The study demonstrates that a combined CNN (spectrogram-based) and tabular-feature ANN can identify a distinct acoustic signature in COVID-19 coughs and function as a rapid, noninvasive screening tool. High sensitivity in clinical validation (95.45%) suggests suitability for triaging and prioritizing individuals for confirmatory testing, potentially reducing time and resource burdens compared with traditional pre-screening. Compared with prior work largely based on crowdsourced data, this model was developed and tested with clinically acquired recordings across COVID-19 positive patients, healthy controls, and those with other respiratory diseases, enhancing real-world relevance. The merged-model strategy outperformed single-model approaches reported elsewhere. Although validation accuracy and PPV vary with prevalence and setting, pilot deployment showed promising PPV (70.73%) in a real clinical workflow, supporting utility for prescreening and triage ahead of molecular diagnostics. Explainability via LIME supports biological plausibility by highlighting disease-specific spectral patterns in cough sounds.

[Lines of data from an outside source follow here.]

PR #10973, opened 2026-08-24
fix(cli): emit defineRelationsPart for drizzle-orm 1.0 in generate

### LINKED ISSUE #10924: generate: emitted schema uses relations(), which drizzle 1.0 removed

### Reproduction

Install the CLI (the `auth` package, 1.7.1, which ships the `better-auth` bin) together with `better-auth@1.7.1` and `drizzle-orm@1.0.0-rc.4` (the `rc` tag).

```ts
// auth.ts

  database: drizzleAdapter({}, { provider: "sqlite" }),
});
```

```
npx better-auth generate --config auth.ts --output schema.ts
npx tsc --noEmit schema.ts
```

The generator emits the same output on any drizzle version; the failure appears when the file is compiled against drizzle 1.0. The generated schema ends with the old relations API:

```ts
import { relations } from "drizzle-orm";

export const userRelations = relations(user, ({ many }) => ({
  sessions: many(session),
}));
```

Drizzle 1.0 removed `relations` and replaced it with `defineRelations`, so the generated file does not compile:

> '"drizzle-orm"' has no exported member named 'relations'. Did you mean 'Relation'?

The tables themselves generate fine. Expected: when drizzle 1.0 is installed, emit the new `defineRelations` form, or skip the relations blocks. The same relations in the 1.0 form, verified to compile against rc.4:

```ts
import { defineRelations } from "drizzle-orm";

export const authRelations = defineRelations({ user, session }, (r) => ({
  user: {
    sessions: r.many.session({ from: r.user.id, to: r.session.userId }),
  },
  session: {
    user: r.one.user({ from: r.session.userId, to: r.user.id }),
  },
}));
```

Better Auth 1.7 supports drizzle 1.0 at runtime (the peer range allows `>=1.0.0-rc.1`), but generation was not updated with it.

auth CLI 1.7.1, better-auth 1.7.1, drizzle-orm 1.0.0-rc.4

### System info

```
drizzle sqlite adapter (D1)
```

CLI

```typescript
betterAuth({ database: drizzleAdapter(db, { provider: "sqlite" }), plugins: [organization(), admin(), emailOTP(), deviceAuthorization(), bearer()] })
```

### Additional context

None.

houssaineamzil:
## Summary

Fixes #10924.

`generate` for the Drizzle adapter always emitted the old `relations()` API. Drizzle 1.0 removed `relations()` in favor of `defineRelations`/`defineRelationsPart`, so the generated `auth-schema.ts` fails to compile once a project installs drizzle-orm 1.0 (`'"drizzle-orm"' has no exported member named 'relations'`), even though better-auth's peer range already allows `>=1.0.0-rc.1`.

- Added `getDrizzleVersion(cwd)` to read the project's declared `drizzle-orm` version.
- Threaded `cwd` through the schema generator so it can detect the installed version.
- When drizzle-orm `>=1.0.0` is detected, `generateDrizzleSchema` now emits a single `defineRelationsPart({...}, (r) => ({...}))` block (the same shape already used by `@better-auth/drizzle-adapter/relations-v2`'s generator) instead of per-table `relations()` calls. Below 1.0, or when no `cwd` is available, output is unchanged.

## Test plan

- [x] New tests in `packages/cli/test/drizzle-relations-v2.test.ts`: drizzle-orm 1.0 detection, <1.0 fallback, no-`cwd` fallback, duplicate-relation disambiguation without `relationName`.
- [x] Existing `generate`/`generate-all-db` suites pass unchanged (no snapshot diffs).
- [x] Full `cli` package test suite passes (364 passed, 1 pre-existing skip).
- [x] `tsc` typecheck of the `cli` package passes.
- [x] Manually reproduced the issue: ran the built CLI against a project with `drizzle-orm@1.0.0-rc.4` installed (matching the issue) and confirmed the generated `auth-schema.ts` now type-checks cleanly with real `tsc` against that install.

---
## Summary by cubic
Generates Drizzle relations that compile with `drizzle-orm` 1.0+. Previously the CLI always emitted per-table `relations()`; for 1.0+ it now emits a single `defineRelationsPart({...}, (r) => ({...}))`. Output for `<1.0` or when `cwd` is unknown is unchanged.

- Detects the installed `drizzle-orm` major via `getDrizzleVersion(cwd)`; prefers the version in `node_modules/drizzle-orm/package.json` and falls back to the declared range. Threads `cwd` through `generate` and `init`.
- Switches imports between `relations` and `defineRelationsPart` and renders v2 relations with explicit from/to on both sides. Duplicate FKs to the same model are disambiguated by distinct keys (no `relationName`).
- Migration (projects on `drizzle-orm` 1.0+): if you import per-table `*Relations`, change to the single `authRelations` export.

<sup>Written for commit 339782de2942e156b653ec0cad6192df5ee91fd4. Summary will update on new commits.</sup>

<a href="https://cubic.dev/pr/better-auth/better-auth/pull/10973?utm_source=github" target="_blank" rel="noopener noreferrer" data-no-image-dialog="true"><picture><source media="(prefers-color-scheme: dark)" srcset="https://www.cubic.dev/buttons/review-in-cubic-dark.svg"><source media="(prefers-color-scheme: light)" srcset="https://www.cubic.dev/buttons/review-in-cubic-light.svg">Review in cubic</picture></a>

### DIFF
--- a/.changeset/drizzle-1.0-relations-generate.md
+++ b/.changeset/drizzle-1.0-relations-generate.md
@@ -1,0 +1,5 @@
+---
+"auth": patch
+---
+
+Fix `generate` emitting the removed Drizzle `relations()` API when drizzle-orm 1.0 is installed. The generator now detects the project's drizzle-orm version and emits `defineRelationsPart` instead so the generated schema compiles against drizzle-orm 1.0+.
--- a/packages/cli/src/commands/generate.ts
+++ b/packages/cli/src/commands/generate.ts
@@ -197,6 +197,7 @@ async function generateAction(opts: any) {
 		adapter,
 		file: resolvedOutputPath ?? options.output,
 		options: config,
+		cwd,
 	});
 
 	spinner.stop();
--- a/packages/cli/src/commands/init/index.ts
+++ b/packages/cli/src/commands/init/index.ts
@@ -1169,6 +1169,7 @@ export const auth = betterAuth({
 					adapter,
 					options: config,
 					file: outputPath,
+					cwd,
 				});
 			} else if (isPrisma) {
 				// For Prisma, output to prisma/schema.prisma
--- a/packages/cli/src/generators/drizzle.ts
+++ b/packages/cli/src/generators/drizzle.ts
@@ -10,6 +10,7 @@ import type { BetterAuthDBSchema, DBFieldAttribute } from "better-auth/db";
 import { getAuthTables } from "better-auth/db";
 import type { BetterAuthOptions } from "better-auth/types";
 import prettier from "prettier";
+import { getDrizzleVersion } from "../utils/get-package-info";
 import type { SchemaGenerator } from "./types";
 
 function convertToSnakeCase(str: string, camelCase?: boolean) {
@@ -37,6 +38,7 @@ export const generateDrizzleSchema: SchemaGenerator = async ({
 	options,
 	file,
 	adapter,
+	cwd,
 }) => {
 	const tables = getAuthTables(options);
 	const filePath = file || "./auth-schema.ts";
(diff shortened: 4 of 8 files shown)


houssaineamzil:
Issue 1 (declared range) fixed. Issue 2 (init generates before installing deps) is real but not live today — `drizzle-orm`'s `latest` tag is still 0.x, and fixing it means reordering `init`'s install/generate flow, which is a bigger UX change I'd rather leave as a follow-up than bundle into this fix.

Swaasa, an AI platform analyzing brief cough recordings, was developed, clinically validated, and piloted as a rapid point-of-care screening tool for COVID-19. The model achieved high sensitivity in clinical validation and demonstrated strong PPV in pilot deployment, indicating practical value for triage and prioritization before confirmatory testing. The approach is cost-effective, noninvasive, and scalable, requiring only a smartphone and internet connectivity. Future work should include larger, more diverse, and multi-center cohorts to enhance generalizability, refine performance across populations and variants, and further validate robustness for global deployment.

- Generalizability: Participants were adults (≥18 years) able to provide consent; children, ventilated patients, certain asymptomatic individuals, and pregnant women were excluded, limiting applicability to these groups. - Setting and data: Recordings were collected in a single clinical setting using smartphones with noise reduction; performance may vary across environments, devices, and background noise conditions. - Prevalence dependence: Validation cohort had low disease prevalence, contributing to a low PPV in that phase; performance metrics (particularly PPV and NPV) may vary with prevalence. - Further validation needed: Authors note the need for larger and more diverse populations and broader external validations to improve global applicability.